I really liked the metal one I have.... until it rusted this spring.   Now I have to sand it all down and repaint it. I'm sure there are plans online if you know anyone that's even a little bit handy with a table saw, or easily adjust standard milk stand plans, just make it taller. I think the one I have is 16 or 18 inches high.
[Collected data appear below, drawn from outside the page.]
PR #186, opened 2018-12-14
Allow fake ICMP raw sockets (ping working)

### LINKED ISSUE #76: ping does not work
Santiagos-iPad:~/stuff# ping google.com                                                                                                    
    PING google.com (216.58.193.142): 56 data bytes                                                                                            
    ping: can't create raw socket: Invalid argument

wallisch:
Requests for raw sockets for ICMP now create a DGRAM socket which allows ping to work.

Fixes #76

### DIFF
--- a/fs/sock.c
+++ b/fs/sock.c
@@ -312,13 +312,13 @@ dword_t sys_setsockopt(fd_t sock_fd, dword_t level, dword_t option, addr_t value
     char value[value_len];
     if (user_read(value_addr, value, value_len))
         return _EFAULT;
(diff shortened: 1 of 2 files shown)


tbodt:
Wow, didn't realize it would be that simple! Does traceroute work, or just ping?

tbodt:
Just tested, traceroute doesn't work, but ping does.

wallisch:
traceroute actually just needs SO_SNDBUF and IP_TTL translated. And unfortunately the recvmsg socket syscall, which is why I didn't include it in this PR ...

PR #206, opened 2018-12-19
Implement recvmsg socketcall (fixes traceroute)

### LINKED ISSUE #200: traceroute does not work
Hi, I've just installed iSH and tried to run `traceroute`. Unfortunately the program failed to run with following error:

    traceroute: setsockopt(SO_SNDBUF): Invalid argument

iSH Version: 1.0 (37)
iOS: 12.1.1
Device: iPhone SE

wallisch:
Implementation of the `recvmsg(3)` socketcall and some socket flags and sockopts for `traceroute`.

`sendmsg(3)` can be implemented the same way, the `msghdr` and child struct operations should then be moved to own functions.

`traceroute` freezes at some point for some hosts, though i don't know if this could be busybox's traceroute implementation.

Fixes #200

### DIFF
--- a/fs/sock.c
+++ b/fs/sock.c
@@ -369,6 +369,128 @@ dword_t sys_getsockopt(fd_t sock_fd, dword_t level, dword_t option, addr_t value
     return 0;
 }
 
+dword_t sys_recvmsg(fd_t sock_fd, addr_t msghdr_addr, dword_t flags) {
+    STRACE("recvmsg(%d, 0x%x, %d)", sock_fd, msghdr_addr, flags);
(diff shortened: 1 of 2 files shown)


tbodt:
Thanks! One question, why access fields in the various structures using offsets instead of defining structures?

wallisch:
Yeah i just noticed my stupidity, leave this open please, i will push an update with structs

tbodt:
I'm not too happy that this has to be over 100 lines of code, but there's no obvious way to make it less insane.

wallisch:
At least most of it can be reused for sendmsg(), recvmmsg() and sendmmsg()

PR #213, opened 2018-12-23
Upgrade Alpine to 3.8.2

0b101:


tbodt:
Not much to criticize here :)

PR #275, opened 2019-01-12
Added Green on Dark

ELChris414:
I have zero idea if this works as there is literally no way for me to test it. Please somebody with a mac and Xcode compile it and tell me if it works! Thanks

Suggestion from this by: sebastianpc#4420 on Discord

### DIFF
--- a/app/UserPreferences.m
+++ b/app/UserPreferences.m
@@ -148,16 +148,16 @@ static UIColor *UnarchiveColor(id data) {
 
 NSDictionary<NSString *, Theme *> *presetThemes;
 + (void)initialize {
-    presetThemes = @{@"Light":         [self _themeWithForegroundColor:UIColor.blackColor
+    presetThemes = @{@"Light": [self _themeWithForegroundColor:UIColor.blackColor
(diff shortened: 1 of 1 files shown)


app/UserPreferences.m
```diff
@@ -148,9 +148,11 @@ - (BOOL)isEqual:(id)object {
 
 NSDictionary<NSString *, Theme *> *presetThemes;
 + (void)initialize {
-    presetThemes = @{@"Light": [self _themeWithForegroundColor:UIColor.blackColor
+    presetThemes = @{@"Light":         [self _themeWithForegroundColor:UIColor.blackColor
```
tbodt: but the :s aren’t aligned anymore

tbodt: (in the method call I mean)

ELChris414: I aligned the [ instead:
image
anyways in the current file the [ are aligned

tbodt: weren’t they both aligned initially?

tbodt:
smooth

PR #280, opened 2019-01-16
 Updated AppDelegate.m so that IPv6 addresses are used for DNS

### LINKED ISSUE #173: Missing nameservers in /etc/resolv.conf
I don't seem to be able to get internet access with iSH without manually editing /etc/resolv.conf to add nameservers. A fresh install of iSH shows the following, where example is my university.

    # cat /etc/resolv.conf
    search example.ac.uk

This doesn't seem to work when the network is an 802.1X? I don't have access to another network to test, but I suspect this might be the awkward factor about the network I'm using that makes this less reproducible?

https://github.com/tbodt/ish/blob/7e44df935a6a7366be666a37331a024c8abfeaee/app/AppDelegate.m#L67-L75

Really I wouldn't mind if it was a little taller since my back is crap and that half bent over position is hard on me, but then they'd need a ramp to get up and I don't have room for that.


----------



## helmstead (May 10, 2011)

Look for plans for the PVC stanchions...they're great, won't rust or rot.


----------



## elevan (May 10, 2011)

I remember seeing an add on Craig's list a few months back for a guy who makes them.  You might do a post on Craig's list.

Here are a few ads:
http://dayton.craigslist.org/grd/2331812718.html
http://richmondin.craigslist.org/grd/2315233191.html
http://sandusky.craigslist.org/grd/2345005600.html
http://akroncanton.craigslist.org/grd/2319174858.html
http://akroncanton.craigslist.org/grd/2333622158.html


Those will get you started    I didn't find the one for the guy who makes them but like I said just post an add wanting to buy and I'm sure you'll get a response.


----------



## whetzelmomma (May 10, 2011)

I made mine with an old (and FREE) coffee table type base, and some scrap wood.


----------



## elevan (May 10, 2011)

helmstead said:
			
		

> Look for plans for the PVC stanchions...they're great, won't rust or rot.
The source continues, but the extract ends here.